The wormhole closed, the wound in space healing and sealing like it had never been there at all. He floated somberly in silence for a few moments. That...she had sounded serious. Deadly serious. And 'dangerously off-kilter” was not a description he'd ever found apt for her before, as Twilight or Alpha Centauri. Something had changed, that was certain – however thick the skein of Twilight's personality was still, it had had a hole punched straight through it to something much less friendly and forgiving. He felt a faint tingle of genuine concern. No, worry. It was something that wouldn't hesitate to challenge a foundational power like himself, however insane the idea might be...and might even win. Getting mixed up in this business with Rainbow Dash had been a bad mistake, however enjoyable mucking about in interstellar politics again had been.

In a puff of smoke, he was dressed in a Hawaiian shirt and had a large weather-beaten suitcase in either hand, with a fishing rod clutched in his tail; a pair of sunglasses perched atop the raffia hat that now crowned his head. He almost shivered, and a fuzzy sweater popped into existence around him. Great Lights, she really was Alpha Centauri!
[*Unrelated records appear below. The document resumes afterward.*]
PR #8870, opened 2023-07-20
[systemtest] Add assumption for Kafka version to testKRaftMode test

im-konge:
### Type of change

- Bugfix

### Description

This PR adds a simple assumption for `testKRaftMode` test for Kafka version -> the version needs to be `3.5.0` or higher for enabling the test. From Kafka version `3.5.0`, the SCRAM-SHA is available to use in KRaft.
When we enable auth (TLS/SCRAM-SHA) and we want to create a KafkaUser, it needs to create `ScramShaCredentialsCache` in UO. And because test is using TLS, it simply fails on older versions of Kafka:

```
  status:
    conditions:
    - lastTransitionTime: "2023-07-20T04:23:54.939921854Z"
      message: 'java.util.concurrent.CompletionException: java.lang.RuntimeException:
        ScramShaCredentialsCache is not ready!'
      reason: ExecutionException
      status: "True"
      type: NotReady
    observedGeneration: 1
```

### Checklist

### DIFF
--- a/systemtest/src/test/java/io/strimzi/systemtest/operators/FeatureGatesIsolatedST.java
+++ b/systemtest/src/test/java/io/strimzi/systemtest/operators/FeatureGatesIsolatedST.java
@@ -79,6 +79,7 @@ public class FeatureGatesIsolatedST extends AbstractST {
     @Tag(INTERNAL_CLIENTS_USED)
     public void testKRaftMode(ExtensionContext extensionContext) {
         assumeFalse(Environment.isOlmInstall() || Environment.isHelmInstall());
+        // skip test if KRaft mode is enabled and Kafka version is lower than 3.5.0 - https://github.com/strimzi/strimzi-kafka-operator/issues/8806
         assumeTrue(TestKafkaVersion.compareDottedVersions("3.5.0", Environment.ST_KAFKA_VERSION) != 1);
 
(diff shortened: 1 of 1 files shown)


scholzj (approved):

systemtest/src/test/java/io/strimzi/systemtest/operators/FeatureGatesIsolatedST.java
```diff
@@ -77,6 +79,8 @@ public class FeatureGatesIsolatedST extends AbstractST {
     @Tag(INTERNAL_CLIENTS_USED)
     public void testKRaftMode(ExtensionContext extensionContext) {
         assumeFalse(Environment.isOlmInstall() || Environment.isHelmInstall());
+        assumeTrue(TestKafkaVersion.compareDottedVersions("3.5.0", Environment.ST_KAFKA_VERSION) != 1);
```
scholzj, line 82: Maybe you can add the comment as well so that we find it based on the issue number?

im-konge: Yeah, good catch

Frawless (approved):

see-quick (approved):

PR #60, opened 2021-11-16
Add favicon to docs

manevala:


docs/conf.py
```diff
@@ -108,6 +108,7 @@
 # Output file base name for HTML help builder.
 htmlhelp_basename = 'cirq_iqm-doc'
 
+html_favicon = 'images/favicon.ico'
```
smite, line 111:
```suggestion
html_favicon = '_static/images/favicon.ico'
```

smite: This is where our other projects store static images, for consistency it'd be good to do it here as well.

smite: `html_static_path` should be uncommented as well.

smite: I checked the docs, https://www.sphinx-doc.org/en/master/usage/configuration.html#confval-html_favicon, and they seem to hint that the "correct" place for favicons would be `_static/`. Who knows :)

olliahonen (approved):

PR #62, opened 2021-11-22
Add api token

manevala:


hay-k:
When I use wrong credentials, I get the following error: `requests.exceptions.HTTPError: 401 Client Error: Unauthorized for url: http://localhost:9002/circuit/run`. Does not seem very user friendly. In the logs of IQM server I can see `Could not log in user with username myname`, which is a bit more understandable. I don't know where the error gets lost, in IQM client or cirq-on-iqm, but Can we do so that the error message from the server is delivered to the end user?

hay-k:
When I use wrong credentials, I get the following error: `requests.exceptions.HTTPError: 401 Client Error: Unauthorized for url: http://localhost:9002/circuit/run`. Does not seem very user friendly. In the logs of IQM server I can see `Could not log in user with username myname`, which is a bit more understandable. I don't know where the error gets lost, in IQM client or cirq-on-iqm, but Can we do so that the error message from the server is delivered to the end user?

hay-k (approved):

PR #66, opened 2022-01-26
Checkout last tagged commit in publish workflow

ollityrkko:
In order to get clean release number, the docs must be built on a tagged commit.
Add checkout step to `publish_docs` job to get to the last tagged commit.
Tags are available only if `actions/checkout@v2` fetches the full history.
For that to happen it needs parameter `fetch-depth: 0`.

### DIFF
--- a/.github/workflows/publish.yml
+++ b/.github/workflows/publish.yml
@@ -41,6 +41,8 @@ jobs:
 
     steps:
       - uses: actions/checkout@v2
+        with:
+          fetch-depth: 0
       - name: Setup Python
         uses: actions/setup-python@v2
         with:
@@ -50,6 +52,10 @@ jobs:
           python -m pip install --upgrade pip
           pip install -e ".[dev, docs]"
           sudo apt-get install graphviz
+      - name: Checkout latest tagged commit
+        run: |
+          git checkout $(git tag -l | tail -1)
+          tox -e build
       - name: Build docs
         run: |
           tox -e docs
--- a/.github/workflows/publish.yml
+++ b/.github/workflows/publish.yml
@@ -55,7 +55,6 @@ jobs:
       - name: Checkout latest tagged commit
         run: |
           git checkout $(git tag -l | tail -1)
-          tox -e build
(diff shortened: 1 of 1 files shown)


.github/workflows/publish.yml
```diff
@@ -50,6 +52,10 @@ jobs:
           python -m pip install --upgrade pip
           pip install -e ".[dev, docs]"
           sudo apt-get install graphviz
+      - name: Checkout latest tagged commit
+        run: |
+          git checkout $(git tag -l | tail -1)
+          tox -e build
```
hay-k, line 58: I suppose this step is needed only in the case when the publish job is triggered manually, right? If it is triggered automatically, then it is triggered because a new tag/release was created and the last commit is tagged, so `fetch-depth: 0` is enough.

hay-k: I am thinking, do we really need this? What are the use cases of triggering the job manually. Maybe it need not be truncated to the last tagged commit?

ollityrkko: I don't know about the need of it, but `workflow_dispatch` is there, so manual triggering is possible, and the checkout step is there to handle such usage.

hay-k: Yeah, I guess there is no harm. The only situation I can think of is the situation that the automatic run fails and someone needs to rerun it manually.

ollityrkko: The checkout step is only needed in `publish_docs` job.  Code builds are done on the latest commit, tagged or not.

hay-k: BTW, why is `tox -e- build` part of this step? The actual building of the docs is done in the next step with `tox -e docs`

hay-k: Hmm, I am not sure how it helps actually. I just did a quick testing locally and it does not seem to help at all. We are using `setuptools-scm` for guessing the version from git metadata. Maybe this tools has some options to handle this situation more robustly?

hay-k (approved):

Shivering! Fear! Nobody before or since had ever been able to make him feel like that, not even Caelum herself!

Perhaps it's time for a short vacation from this orderly little mudball, he thought, trying to distract himself. A thousand years in one place is a bit much, after all. Indeed it was! He had to move on, pull up his nascent roots and find a new set of creatures to bother. Ah, but what about Fluttershy? Much as he hated to admit it, the little yellow flap-flap had been growing on him. The rabbit, though...he could live without the rabbit. Whoever had first pulled that misnamed little rodent out of a hat had made a grave miscalculation. Was the rabbit enough of a justification to prop up his illusion that he would flee Equestria uncoerced?

The answer, of course, was an ominously dramatic nope.

I wonder what the fishing's like in Andromeda this time of year, he thought. That's far enough, right? Perhaps the Tadpole Galaxy? Am I willing to tolerate that many amphibians for an indefinite time period? Oh, boiled mushrooms, it would be an indefinite time period, wouldn't it? She was a star now. That meant immortality, persistent grudges, and bad gas. Not a combination that lent itself well to forgiveness. She wouldn't forget this little promise. Perhaps he should put more distance between himself and her. Abell, out in Horologium, maybe. Markarian was nice and isolated. Zee-eight?

He had the sneaking suspicion that, if Rainbow Dash actually was dead irreversibly, even there wouldn't be far enough away.